Comment comprendre, comme je ne l’aurais même pas imaginé sans la lecture d’un tweet, que son nom était absent des plate-formes d’Amesty International et de Human Rights Watch ? Y a-t-il des hommes qui méritent plus de droits que d’autres ?

Merci, dans ce contexte bien sombre, à Politis et à L’Humanité de sauver l’honneur de la presse française en avoir été les seuls à relayer leur combat !

Lors d’un des plus grands concerts de Yorum, Ibrahim Gökçek dit à des milliers de gens : ” Nous sommes le peuple, nous sommes dans notre droit, nous allons gagner !”

LAISSER LES MAINS LIBRES À ERDOĞAN ?

Que se passe-t-il ? De quoi avons-nous peur ? Ou le fameux monde d’après paiera-t-il, comme lors de la grande crise de 1940, les lâchetés du monde d’avant ?

Un article de Claire Corion, dans Le Courrier des Balkans, montre comment Erdoğan utilise la crise du Covid-19 pour éliminer l’opposition, qui lui a infligé sa première défait depuis 25 ans en reprenant la municipalité d’Istanbul. Il interdit aux banques de prêter à la nouvelle municipalité, qui devra se tourner vers des banques étrangères pour financer des projets urgents, et réduit le champ de compétences de la nouvelle municipalité.

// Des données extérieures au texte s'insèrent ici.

PR #1661, opened 2020-11-11
[WIP] Restructuring tests: an example of splitting basic tests into integration and e2e

jsliacan:
## Idea

This PR introduces initial changes so we have a concrete example when we talk about restructuring the CRC tests.

By adhering to Cucumber's design principles (thus not needing BeforeFeature hooks), we can upgrade to godog v0.11.0 and get support for jUnit file export. This means that we need to shift our more detailed (integration) tests away from Cucumber. Ginkgo was suggested as a possible candidate.

So this is a preview of splitting the tests into _integration_ and _e2e_ on the example of `basic` tests. The integration part is in Ginkgo and the e2e part is in Cucumber.

I reused a lot of Guillaume's Ginkgo set-up code from Tea Time discussion.

**Still missing**
- Test on all 3 platforms (only Linux has been tested)
- Test with standalone bundle (only release bits were tested)
- Various combinations of small commands in Ginkgo tests. See [this map](https://drive.google.com/file/d/1Zdk5zm-PLkiDJTFaGeJxVfs_zaCp64jW/view?usp=sharing). The `config`, `ip`, `console`, `oc-env`, `podman-env` subtrees are not tested yet. Many flag combinations are also missing as of now.
- Need to designate a _focus_ subset of basic tests to run as an "important" subset when not everything needs to be tested.
- Did not update dependency to godog v0.11.0, hence no jUnit output for e2e tests yet.

**Warning**
- Renamed `PULL_SECRET_FILE` env var to `PULL_SECRET_LOCATION` to be analogous to `BUNDLE_LOCATION` var. This `Makefile` change will affect pipelines.

## Proposed changes

1. Move the integration component of the `basic` tests to Ginkgo framework in `test/ginkgo`
2. Add disk/mem/cpu resize integration tests in Ginkgo.
3. Condense the Cucumber e2e tests component to adhere to Cucumber design principles. E.g. independent Scenarios.
4. Produce jUnit files with test results to upload to ReportPortal (or elsewhere). 

## Testing

1. Set `BUNDLE_LOCATION`(if using standalone bundle) and `PULL_SECRET_LOCATION` variables.
2. Go to `test/ginkgo` and trigger the integration tests by typing `ginkgo`. Check jUnit output in `test/ginkgo/results`.
3. To run e2e basic test, modify makefile to only run `<os> && basic` tags and type `make integration` from repo dir.


test/ginkgo/resize_test.go
```diff
@@ -0,0 +1,113 @@
+package test_test
+
+import (
+	//"bytes"
```
guillaumerose, line 4: Use GoLand, it works really well!

Makefile
```diff
@@ -125,7 +125,7 @@ build_integration: $(SOURCES)
 integration:
 GODOG_OPTS = --godog.tags=$(GOOS)
 ifndef PULL_SECRET_FILE
-	PULL_SECRET_FILE = --pull-secret-file=$(HOME)/Downloads/crc-pull-secret
+	PULL_SECRET_LOCATION = --pull-secret-file=$(HOME)/Downloads/crc-pull-secret
```
guillaumerose, line 128: Is it possible to start without this change? CI is broken with this. Or maybe handle both parameters.

go.mod
```diff
@@ -41,7 +45,7 @@ require (
 	gopkg.in/AlecAivazis/survey.v1 v1.8.5
 	howett.net/plist v0.0.0-20181124034731-591f970eefbb
 	k8s.io/api v0.19.0
-	k8s.io/client-go v0.19.0
+	k8s.io/client-go v8.0.0+incompatible
```
guillaumerose, line 48: Weird change

test/ginkgo/resize_test.go
```diff
@@ -0,0 +1,113 @@
...
+
+		It("start CRC with custom memory, cpu, and disk", func() {
+			Expect(RunCRCExpectSuccess("start", "-b", bundleLocation, "-p", pullSecretLocation, "--memory", "12000", "--cpus", "6", "--disk-size", "40")).To(ContainSubstring("Started the OpenShift cluster"))
+		})
+
+		switch os := runtime.GOOS; os {
+		case "linux":
+
+			It("check memory size", func() {
+				out, err := RunOnHost("ssh", "-i", credPath, "core@192.168.130.11", "cat", "/proc/meminfo")
```
guillaumerose, line 38: You can use the same code as collect.go:

```
	client := machine.NewClient(constants.DefaultName, true, network.DefaultMode)
	ip, err := client.IP()
	if err != nil {
		return err
	}
	ssh, err := ssh.NewClient(constants.DefaultSSHUser, ip, 22, &ssh.Auth{
		Keys: []string{constants.GetPrivateKeyPath()},
	})
	if err != nil {
		return err
	}
	ssh.Output("cat /proc/meminfo")
```

It will work for all platforms o/

test/ginkgo/resize_test.go
```diff
@@ -0,0 +1,113 @@
...
+				Expect(out).Should(MatchRegexp(`MemTotal:[\s]*11\d{6}`))
+			})
+
+			It("check number of cpus", func() {
+				out, err := RunOnHost("ssh", "-i", credPath, "core@192.168.130.11", "cat", "/proc/cpuinfo")
+				Expect(err).ToNot(HaveOccurred())
+				Expect(out).Should(MatchRegexp(`processor[\s]*\:[\s]*5`))
+			})
+			It("check size of VM disk", func() {
+				out, err := RunOnHostWithPrivilege("virsh", "vol-info", "crc.qcow2", "crc")
```
guillaumerose, line 49: Check the size inside the VM so that it will  be the same check for all platforms.

test/ginkgo/testsuite_test.go
```diff
@@ -0,0 +1,101 @@
...
+var credPath string
+var userHome string
+var versionInfo VersionAnswer
+
+var bundleLocation string
+var pullSecretLocation string
+
+func TestTest(t *testing.T) {
+
+	rand.Seed(time.Now().UTC().UnixNano()) // what's this for?
```
guillaumerose, line 51: This is needed if we use rand package and ask for random number. We don't use it in this PR, you can remove it!

test/ginkgo/testsuite_test.go
```diff
@@ -0,0 +1,101 @@
...
+	RunSpecsWithDefaultAndCustomReporters(t, "Test Suite", []Reporter{junitReporter})
+	//RunSpecs(t, "Test Suite")
+}
+
+var _ = BeforeSuite(func() {
+
+	// set userHome
+	usr, err := user.Current()
+	if err != nil {
+		os.Exit(1)
```
guillaumerose, line 66: `Expect(err).NotTo(HaveOccurred())` instead of os.Exit.

guillaumerose:
Good start! Let's make the CI green so that we can all iterate on this

go.mod
jsliacan: Yeah, not manual. No idea.

Makefile
jsliacan: I left integration target as it was and added a `gintegration` target so we can control the two testsuites separately. 

I find `PULL_SECRET_FILE` vs `BUNDLE_LOCATION` inconsistent. But `--pull-secret-file` is an option for `crc start`... So, I left it as `FILE` everywhere for now.

test/ginkgo/resize_test.go
jsliacan: I rewrote it using this code. Thanks! However, it's the crc code that we're now using to test CRC. It raises questions :). I remember I once tried to use the sshRunner function but was told that it's better not to use CRC code (which, strictly speaking, makes sense). We can discuss on Slack.

test/ginkgo/testsuite_test.go
jsliacan: I did that, but I remember reading that `Expect` should not be used outside of `It`. Maybe I missed a caveat (like `BeforeSuite` being similar construct as `It`?).

guillaumerose:
I rebased the PR and make it work on CentOS CI but it's very red: https://ci.centos.org/job/codeready-crc-pr/2685/console

jsliacan:
Will resubmit in smaller chunks.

Plus grave encore, dans la région sud-est du pays, à majorité kurde, le pouvoir a été recentralisé suite à des élections pas assez favorables au parti gouvernemental. En effet, quelques mois après leur élection démocratique, des maires HDP (Parti Démocratique du Peuple, opposition) ont été démis de leurs fonctions, le gouvernement les accusant de soutenir le terrorisme et d’être favorables au Parti des travailleurs du Kurdistan.

Depuis un an, 40 des 65 municipalités — dont les villes de Mardin, Van et Diyarbakir — sont dirigées par des fonctionnaires choisis par le pouvoir. « Ils mènent les politiques de l’AKP », affirme Harun Ercan, avant d’ajouter que ces fonctionnaires, qui ne peuvent être tenus responsables de leurs actes, veulent notamment islamiser la société. « Le gouvernement se sert de cette région pour voir comment faire disparaître l’opposition » ajoute-t-il, précisant que l’AKP pourrait à l’avenir déchoir de leur mandat des maires dans l’ouest du pays, comme à Urla en décembre 2019.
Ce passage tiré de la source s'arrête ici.